Boosting Adult System Education in Agriculture
Start date: Oct 15, 2015,
End date: Oct 14, 2017
PROJECT
FINISHED
Adult education addresses three distinct sets of priorities in socio economic development: the needs and goals of individuals, the needs and goals of the institution, and the needs and goals of the society. Adult education program in agriculture has reached a significant level of importance. Local academic systems should accept responsibility for offering adult education programs that meet the needs of the agriculture/agribusiness industry and entrepreneurs. In modern times, generation and application of agricultural knowledge demand that people working and seeking jobs in agriculture academic and business sector pursue education beyond secondary schools. Local adult agriculture programs can address this demand through carefully prepared and evidence based curricula provision. Project objectives are therefore structured to enhance the cooperation between academia and business sectors in agriculture field and to particularly address the training needs of adult agriculture educators who are the primary target group of the project that will consequently improve the system of adult education in the field of agriculture and rural development in Europe wide communities in the East and South.
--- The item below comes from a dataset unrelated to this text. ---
PR #759, opened 2020-10-29
[INTENG-11098][CORE-1417] Identity fixes

jdee:
The reported issue is that `/v1/open` returns 500 when the developer identity includes a space. The `identity` field should not be sent in an open request in the first place. It was added erroneously some time back to make developer identity show up in web session start events. The real problem is that the `identity_id` was not being picked up from storage at initialization, so a new `identity_id` was generated. With this change developer identity shows up in web session start events, even when it includes whitespace.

Through its milestone activities grouped under training courses, webinars, online platform and web site development, Methodology and training syllabus on establishing and operating the LLL agri-units within open-university approach and setting up of the LLL agri-units, the Agri Base project will target 300 adult agriculture educators per country (3000 in total) who will be the key resource for further impact and long term benefits in the cooperation between academia and business sector in the field.
The consortium approach in forming the Value Added Partnership will have a multiplier effect in terms of: (1) Access to a broader and higher quality range of professional development; (2) Stronger platform for succession planning and dissemination; (3) Better use of resources; (4) Increased innovation potential of wider European regions, and (5) Fostered potential for replication, sustainability and impact in a number of European agricultural communities in the East and South.